> **Task description**
What is the number of lines in these records with "assets" in them? Answer with that number only.
BEGIN Given data
PR #95, opened 2026-05-05
feat(prices): add /api/v1/token-prices backed by Stellar Expert

aristidesstaffieri:
## Summary

Adds `POST /api/v1/token-prices?network=PUBLIC|TESTNET` to freighter-backend-v2, returning `currentPrice` and `percentagePriceChange24h` per asset for a batch of tokens. Backed by Stellar Expert, fronted by a Redis cache so repeated lookups across users cost zero upstream calls inside a 30s TTL window. Replaces v1's null-only `percentagePriceChange24h` with a real rolling-24h delta derived from hourly candles.

Request body is `{"tokens": [...]}`; the response is keyed by the *original* client input (so a request for `"native"` echoes back `"native"`). Per-token `null` means unpriceable — unknown to Stellar Expert, malformed, or transient upstream error. Futurenet is rejected at the handler.

Scope: pubnet + testnet. Wire-compatible drop-in for the legacy TypeScript `/token-prices` endpoint.

## What's in this PR

- `internal/api/handlers/token_prices.go` — endpoint. Parses + validates input, dedups by canonical asset id, applies the per-request cap *after* dedup (so `[XLM, native, xlm]` collapses to one and isn't rejected on shape). Each id is normalized once and the original→canonical mapping is reused to key the response.
- `internal/services/stellar_expert.go` — thin Stellar Expert client over `/asset/{id}` and `/asset/{id}/candles`. A shared `doJSON` helper maps 404 → `ErrAssetNotFound` and 400 → `ErrAssetMalformed` (distinct from generic upstream errors) so callers map them to nulls without retry. Bearer auth required at startup; `Origin` header is configurable (Cloudflare gates `/candles` on it).
- `internal/services/prices.go` — cache-first orchestration. One Redis MGET per batch; misses fan out via a bounded `errgroup` (`--max-concurrent-price-fetches`, default 25). Concurrent requests for the same cache key coalesce through a process-wide `singleflight.Group`, so a hot key (e.g. XLM) expiring under load triggers a single upstream fetch instead of one per in-flight request. Per-token, asset and candles are fetched concurrently; the candles call is cancelled when the asset returns NotFound/Malformed.
- `internal/services/prices.go` (24h change) — derived solely from the rolling hourly candles window, accepted only when the oldest candle covers ~24h (23–25h guard). When candles are empty, fail to cover the window, or error, `percentagePriceChange24h` is `null` rather than a value mislabeled as 24h (a daily `price7d` series can't pin a trailing 24h). v1 returned `null` here unconditionally.
- `internal/services/prices.go` (cache + degraded modes) — a single Redis TTL (`--price-cache-ttl-seconds`, default 30s): present = hit, absent = miss, with expiry alone governing freshness. On a miss the value is fetched live within `--price-fetch-timeout-seconds` (9s); if that budget is exhausted or the upstream fails, the token comes back `null` best-effort. A cancelled/expired *client* request context propagates as a 503.
- `internal/utils/assetid/` — strict canonicalization of `XLM` / `native` / `CODE:ISSUER`. Rejects garbage at the handler before any cache or upstream work.
- `internal/store/redis.go` — `MGetJSON` / `SetJSON` helpers. Only positive entries are cached.
- `internal/metrics/metrics.go` — three new `freighter_prices_*` Prometheus counters: `cache_outcomes_total{network, outcome}` (hit / miss, per token), `miss_budget_exhausted_total{network}` (timeout flag), `redis_errors_total{op}` (mget / set).
- `cmd/serve/serve.go` + `internal/config/config.go` — config flags (`--stellar-expert-pubnet-url`, `--stellar-expert-testnet-url`, `--stellar-expert-api-key`, `--stellar-expert-origin`, `--price-cache-ttl-seconds`, `--price-fetch-timeout-seconds`, `--max-tokens-per-request`, `--max-concurrent-price-fetches`). Server refuses to start without the API key when token prices are enabled.
- `internal/api/httperror/httperror.go` — drop `originalError` from JSON responses (was emitting `{}` on the wire); the error chain is still preserved in-process via `Unwrap()`.

## Performance vs v1

Measured against `freighter-backend-prd.stellar.org/api/v1/token-prices` with local Redis on 6379, N=8 per cell. v1 serves traffic as-is; v2 Redis is flushed before each cold call.

| Scenario | v1 p50 | v2 cold p50 | v2 warm p50 |
|---|---|---|---|
| 1 token (native) | 126 ms | 180 ms | ~1 ms |
| 4 classic tokens | 129 ms | 187 ms | ~1 ms |
| 5 mixed tokens | 129 ms | 188 ms | ~1 ms |
| Unknown asset | 133 ms | 168 ms | (uncached) |

Warm cache wins ~100×. Cold is +50–60 ms vs v1 — the cost of the second concurrent upstream call (`/candles`) that v1 doesn't make. Cold latency does not grow with token count (per-token concurrency). v2 cold tails are tighter (p90/p50 ~1.0–2.0× vs v1's ~2.7×). Parallelizing asset + candles per token cut cold-cache p50 ~46% (335ms → 180ms) vs the earlier serial implementation. Concurrent cold misses for the same token now collapse to one upstream fetch via singleflight, so a hot key expiring under load no longer multiplies upstream calls.

## Test plan

- [x] Unit + integration tests green locally (`go test ./...`)
- [x] Handler validation matrix, service cache / dedup / concurrency / singleflight-coalescing paths, candles-or-null 24h change, metrics emission, Stellar Expert client (success / 404 / 400 / 5xx / auth header / Origin header / configurable origin / omitted-when-empty), assetid normalization
- [x] `initServices` test confirms server refuses to start without `STELLAR_EXPERT_API_KEY`
- [x] Manual: cold + warm fetches against pubnet from local; `currentPrice` matches v1 prod within <0.4% across native / USDC / yXLM (and v2 adds the rolling 24h change v1 returns `null` for)
- [ ] CI green
- [ ] Staging smoke test before flipping the gate

## Followups

- Short-TTL negative cache for repeatedly-requested unknown assets — each unknown lookup currently re-hits upstream.
- No test exercises a live Redis cache hit (tests use a nil/unreachable store, so every path is a miss); add a miniredis-backed `SetJSON`→`MGetJSON` round-trip + hit-metric test.
- 400 response shape differs from v1's Fastify shape (`{statusCode, code, error, message}` vs v2's `{message, statusCode}` plus optional `extras`). Field names and the set both differ; safe if clients only read `message`/`statusCode`, worth confirming before flipping the gate.


aristidesstaffieri:
@copilot resolve the merge conflicts in this pull request

internal/api/handlers/token_prices.go
```diff
@@ -0,0 +1,106 @@
...
+		return nil, httperror.BadRequest("invalid request body", err)
+	}
+	if len(req.Tokens) == 0 {
+		errStr := "tokens array cannot be empty"
+		return nil, httperror.BadRequest(errStr, errors.New(errStr))
+	}
+	if maxTokens > 0 && len(req.Tokens) > maxTokens {
+		errStr := fmt.Sprintf("too many tokens: maximum is %d, got %d", maxTokens, len(req.Tokens))
+		return nil, httperror.BadRequest(errStr, errors.New(errStr))
+	}
```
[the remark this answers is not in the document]
aristidesstaffieri: deduplication added in 84d88ead1f374ccb07aed5661ea34442797a9001

internal/services/prices.go
```diff
@@ -0,0 +1,500 @@
...
+		defer wg.Done()
+		asset, assetErr = p.stellarExpert.GetAsset(fetchCtx, network, stellarExpertID)
+		if assetErr != nil && (errors.Is(assetErr, ErrAssetNotFound) || errors.Is(assetErr, ErrAssetMalformed)) {
+			cancelFetch()
+		}
+	}()
+	go func() {
+		defer wg.Done()
+		candles, candlesErr = p.stellarExpert.GetAssetCandles(fetchCtx, network, stellarExpertID, from, to, candlesResolutionSec)
+	}()
```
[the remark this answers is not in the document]
aristidesstaffieri: xlm candle skipped in c2f0ccf629cdb9a40990ac81fe22993f0b23072f

internal/api/handlers/token_prices.go
```diff
@@ -0,0 +1,111 @@
...
+		logger.ErrorWithContext(r.Context(), "getting token prices", "error", err)
+		if errors.Is(err, context.DeadlineExceeded) || errors.Is(err, context.Canceled) {
+			return httperror.ServiceUnavailable("token prices temporarily unavailable", err)
+		}
+		return httperror.InternalServerError("Failed to get token prices", err)
+	}
+
+	// Build response keyed by the *original* client input, preserving v1's
+	// echo behavior (so a request for "native" returns "native": ...).
+	out := make(map[string]*types.PriceEntry, len(req.originalInputs))
```
JakeUrban, line 110: Why do we need to support freighter clients using values that aren't considered canonical by the backend?

internal/services/prices.go
```diff
@@ -0,0 +1,507 @@
...
+
+const (
+	pricesServiceName = "prices"
+
+	defaultMaxConcurrent = 25
+	defaultCacheTTL      = 30 * time.Second
+	defaultStaleCacheTTL = 2 * time.Minute
+	defaultMissFetchTTL  = 9 * time.Second
+
+	cacheKeyPrefix = "prices:v1"
```
JakeUrban, line 31: Are we reusing backend-v1's redis cache?

internal/services/prices.go
```diff
@@ -0,0 +1,507 @@
...
+// fetchAndCache hits Stellar Expert for one canonical asset id, writes a
+// successful result to Redis, and returns the response entry. The boolean
+// reports whether the token was authoritatively resolved for this request:
+// not-found/malformed assets resolve to nil; transient failures and budget
+// exhaustion leave the token eligible for stale fallback. The asset and
+// candles calls run concurrently; on a terminal asset error the candles
+// call is cancelled so unknown assets don't double upstream load. Native
+// XLM has no candle data upstream, so the candles call is skipped and the
+// price7d fallback computes the 24h change.
+func (p *pricesService) fetchAndCache(ctx context.Context, network, cacheNet, canonical string) (_ *types.PriceEntry, resolved bool) {
```
JakeUrban: A few questions:

1. Can we get the current price from the candles request?
2. If so, should we make the candles request first, and if the current price or 24hr change isn't available, only then make the asset request? This would limit our requests to 1-per-token in the happy path.
3. Why doesn't XLM have candles?

internal/services/prices.go
aristidesstaffieri: we're not, v1 here is a reference to version of this project's API(api/v1/...)

internal/api/handlers/token_prices.go
aristidesstaffieri: only for parity with the v1 API, we can also drop this and change the client at the time of the migration to send the canonical form for the native token as well. This is the only case in practice that is actually not the canonical form, the asset ID normalization provides a few other conveniences like folding different casings into the same form and trimming white space. If we prefer the API be stricter then we can just reject any non canonical form at the API and update our client.

internal/services/prices.go
aristidesstaffieri: 1. the candles request gives us the close of the previous complete hourly bucket, so its effectively up to 1hr stale for a spot price.
2. I don't think this would actually improve the response times, right now the profile is `max(asset, candles)`, doing it sequentially would make it `candles + maybe asset` which would be slower since we can't get the current price just from that. Additionally to the current price, we need to call `/asset/{id}` to know if a token is price-able, since empty candles could just mean low recent volume.
3. I'm not sure, I'll have to ask the maintainers about this and get back to you.

aristidesstaffieri: there are actually XLM candles, I'm not sure if I made a mistake when querying it the first time or if there was a momentary API blip but I have updated to remove the candle skip for that case in 671dc131035c877ed9e5228131d260f944d3b1c2

aristidesstaffieri:
@copilot resolve the merge conflicts in this pull request

aristidesstaffieri:
This is now deployed in dev, I have spot checked prices against external sources(CEX price for XLM, CoinGecko for Aqua) and our accuracy has improved according to those sources.

```
| Token | prod v1 price | dev v2 price | Stellar Expert direct | CoinGecko |
|---|---|---|---|---|
| XLM | 0.16368007698528217 | 0.16036694383221767 | 0.16037842031484434 | — |
| USDC | 1 (pinned) | 0.9999704457661734 | 0.9999704638245943 | — |
| AQUA | 0.00034565995663034683 | 0.00034380487473591317 | 0.00034380964552642955 | 0.00034667 |
| yXLM | 0.16361628376427706 | 0.1599375891550416 | 0.16000494229962905 | — |
```

USDC is hardcoded in v1, we can see the true price in v2 according to Stellar Expert.

internal/api/handlers/token_prices.go
JakeUrban: I don't have a strong preference, up to you.

aristidesstaffieri: ok I think I will leave it as is in order to make the UI cut over as seamless as possible.

configs/.toml-EXAMPLE
```diff
@@ -32,6 +32,17 @@ USE_BLOCKAID_TRANSACTION_WARNING_REPORTING = "not-set"
 COINBASE_API_KEY = "not-set"
 COINBASE_API_SECRET = "not-set"
 
+# Token Prices
+STELLAR_EXPERT_PUBNET_URL = "not-set"
+STELLAR_EXPERT_TESTNET_URL = "not-set"
+# Required. Server refuses to start without it.
```
aditya1702: We have defined default values in the flag config so wont the server start even if these are not specified?

internal/services/prices.go
```diff
@@ -0,0 +1,501 @@
...
+}
+
+func (p *pricesService) recordCacheOutcome(network, outcome string, n int) {
+	if p.pricesMetrics == nil || n <= 0 {
+		return
+	}
+	p.pricesMetrics.CacheOutcomes.WithLabelValues(network, outcome).Add(float64(n))
+}
+
+func (p *pricesService) resolveMisses(ctx context.Context, network, cacheNet string, misses []string, result map[string]*types.PriceEntry, resultMu *sync.Mutex) {
```
aditya1702, line 193: Two things on the miss fan-out:

1. **No cross-request coalescing.** Concurrent requests for the same token each run their own `GetAsset` + `GetAssetCandles`, so when a hot key like XLM expires every in-flight request fans out to upstream (~2N calls where 2 would do), worst for the most-requested tokens. With Orbit about to assess our usage to set a rate limit, that inflates our numbers. Suggest wrapping the per-token fetch in an in-process `singleflight.Group` keyed by the cache key.
2. **Hand-rolled pool.** This reimplements a bounded worker pool (jobs channel + `WaitGroup` + per-worker `ctx.Done()` select + mutex). `wallet_backend.go:192` already does the identical bounded fan-out with `errgroup.WithContext` + `g.SetLimit(...)` (and `x/sync` is already a dep) — reusing that idiom would cut this ~40 lines to ~12 with cleaner cancellation.

internal/services/prices.go
```diff
@@ -0,0 +1,501 @@
...
+	}
+	p.cachePositive(ctx, cacheNet, canonical, entry)
+	return entry, true
+}
+
+// changeFromCandlesOrFallback picks the best 24h-change source: the candles
+// window when it covers ~24h with a non-zero open, otherwise the daily
+// price7d fallback. Candles errors that aren't context-related fall back to
+// price7d after a single warning log.
+func changeFromCandlesOrFallback(asset *types.StellarExpertAsset, candles []types.StellarExpertCandle, candlesErr error, stellarExpertID string, to time.Time) *string {
```
aditya1702: Suggest dropping the `price7d` fallback and making the 24h change candles-or-`null`:

- **Correctness:** the requirement is a *trailing*-24h change. `price7d` is a daily UTC-midnight series, so it can't pin "now − 24h" — and `compute24hChange` compares the live price to `dailyCandles[len-2]` (~48h old), so the fallback is labelled 24h but isn't. `change24hFromCandles` already returns `nil` cleanly when candles can't cover ~24h, and `null` is a supported outcome (v1 returned `null` here unconditionally).
- **Cascade** — removing it deletes: `compute24hChange`, the `maxPrice7dFallbackAge` const + comment, the `StellarExpertAsset.Price7d` field + decode (now unused), and collapses this function to "candles error → `nil` (warn-log non-context errors); else → `change24hFromCandles`" (thin enough to inline into `fetchAndCache`). The duplicated rounding/neg-zero/`FormatFloat` tail also disappears on its own — no shared helper needed.

Keep `change24hFromCandles` and its 23–25h window guard as-is; that's the part doing the correct work.

internal/services/prices.go
```diff
@@ -0,0 +1,501 @@
...
+
+type cacheFreshness int
+
+const (
+	cacheMissing cacheFreshness = iota
+	cacheFresh
+	cacheStale
+)
+
+func (c *cachedPriceEntry) freshness(now time.Time, freshTTL, staleTTL time.Duration) cacheFreshness {
```
aditya1702: The two-tier stale-if-error only helps a narrow case — a token re-requested within the 30–120s band whose refetch *also* fails — and it only postpones `null` by ≤90s, so it doesn't survive a real outage; the fresh 30s cache already absorbs brief blips. Serving a silently-stale price (no staleness signal) is also arguably worse than `null` for a widget that already treats `null` as normal.

Suggest a single configurable TTL (keep `--price-cache-ttl-seconds`) and `null` on refetch failure. Removes `StaleCacheTTL` + the `--price-stale-cache-ttl-seconds` flag + its `stale >= fresh` check in serve.go, the `cacheFreshness` enum + `freshness()`, the `FetchedAt` field + per-read parse, the `staleFallback` map, the stale branch of `completeMissingResults`, and the `stale_fallback_served` metric. If we want real outage resilience later, a *long* last-good window (decoupled from the fresh TTL) is the deliberate way to add it.

internal/types/interfaces.go
```diff
@@ -41,5 +42,41 @@ type RPCService interface {
...
+// we care about for pricing.
+type StellarExpertAsset struct {
+	Price   float64      `json:"price"`
+	Price7d [][2]float64 `json:"price7d"`
+}
+
+// StellarExpertCandle is one row of /asset/{id}/candles.
+// Wire shape per Stellar Expert API docs: [ts, open, low, high, close,
+// quote_volume, base_volume, trades]. Native XLM returns no candles.
+type StellarExpertCandle [8]float64
```
aditya1702, line 59: Two small cleanups on this type:

- **`Close()` (line 63) is unused in production** — the 24h calc only reads `TS()`/`Open()`, and the array decodes fine without it. Suggest removing it (and its one test reference); re-add when something consumes the close price.
- **The "Native XLM returns no candles" comment (line 58) looks stale** — `fetchAndCache` fetches XLM candles unconditionally, and the skip was reverted in `671dc13` ("remove unfounded XLM candles skip"). The PR description still says "Native XLM skips the candles call" too. Worth reconciling: if XLM does return candles (the revert implies it does), fix the comment + PR description.

internal/api/handlers/token_prices.go
```diff
@@ -0,0 +1,111 @@
...
+	for _, original := range req.originalInputs {
```
aditya1702, line 111: `assetid.Normalize` runs twice per token — once in `validateTokenPricesRequest` and again here in the response loop (error swallowed, only safe because validation already passed). Suggest having validation return an `original → canonical` mapping and indexing that here, so we normalize once and skip ~1000 redundant ed25519 decodes on a max-size request.

internal/services/prices.go
```diff
@@ -0,0 +1,501 @@
...
+	defaultStaleCacheTTL = 2 * time.Minute
+	defaultMissFetchTTL  = 9 * time.Second
+
+	cacheKeyPrefix = "prices:v1"
+
+	// MaxTokensPerPriceRequest is the hard ceiling for --max-tokens-per-request.
+	// One request fans out one upstream Stellar Expert call per cache miss, so
+	// the cap bounds the per-request amplification factor regardless of how
+	// the operator sets the runtime flag.
+	MaxTokensPerPriceRequest = 1000
```
aditya1702: We have both a `--max-tokens-per-request` flag (default 1000) and this `MaxTokensPerPriceRequest = 1000` compile-time ceiling validating it (serve.go:36). Is the ceiling a deliberate hard safety bound on per-request amplification regardless of the flag? If so a one-line note would clarify intent; if it's just guarding the flag default, one source of truth (flag *or* constant) is simpler than maintaining both plus the `PreRunE` check and the two ceiling tests.

aditya1702 (commented):
Did a thorough design + simplification pass. Overall this is solid, standard work — a read-through Redis cache over the Stellar Expert API with bounded fan-out is the right shape, and using `/candles` for a true trailing-24h is the correct call. A few things to work through before merge, plus simplifications that cut a good chunk of code without losing behavior.

Themes:
> - **Concurrency** — no cross-request coalescing on misses; the fan-out can reuse our existing `errgroup` idiom.
> - **24h change** — drop the `price7d` fallback (can't represent trailing-24h, and the math is off); deletes a lot of code.
> - **Caching** — collapse the two-tier stale cache to a single TTL.
> - **Dead/duplicated code** — unused `Close()` + a stale XLM comment, double `Normalize`, and a redundant max-tokens ceiling.

internal/services/prices.go
aristidesstaffieri: as we discussed, I collapsed the ttls down to 1, cache freshness is now just a product of cache hits or misses.
96819f331738dba6ccc2ee45594755e9afd24a3f

configs/.toml-EXAMPLE
aristidesstaffieri: yes true, removed this comment in 50b22ff5bd9b6286dbd359c042edde2c984493cc

internal/services/prices.go
aristidesstaffieri: added request coalescing and replaced the pool with a channel + wait group worker pool in 50b22ff5bd9b6286dbd359c042edde2c984493cc

internal/api/handlers/token_prices.go
aristidesstaffieri: I refactored this to normalize each token ID only once in 50b22ff5bd9b6286dbd359c042edde2c984493cc

internal/types/interfaces.go
aristidesstaffieri: fixed both of these issues in 50b22ff5bd9b6286dbd359c042edde2c984493cc

internal/services/prices.go
aristidesstaffieri: yeah we can just trust that the operator will set the flag sanely, I dropped the hard limit in 5f655684183e7e6e80758022f6f13dc497cb798b

internal/services/prices.go
aristidesstaffieri: yeah fair enough, we can accept the nulls for tokens with a sparse price history and that will match our current implementation and be simpler. I removed the 7 day fallback in 7f6f19235f2a42c46a8fd2fa7fb90764d48e965c

aditya1702 (approved):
END Given data
> **Your solution**
3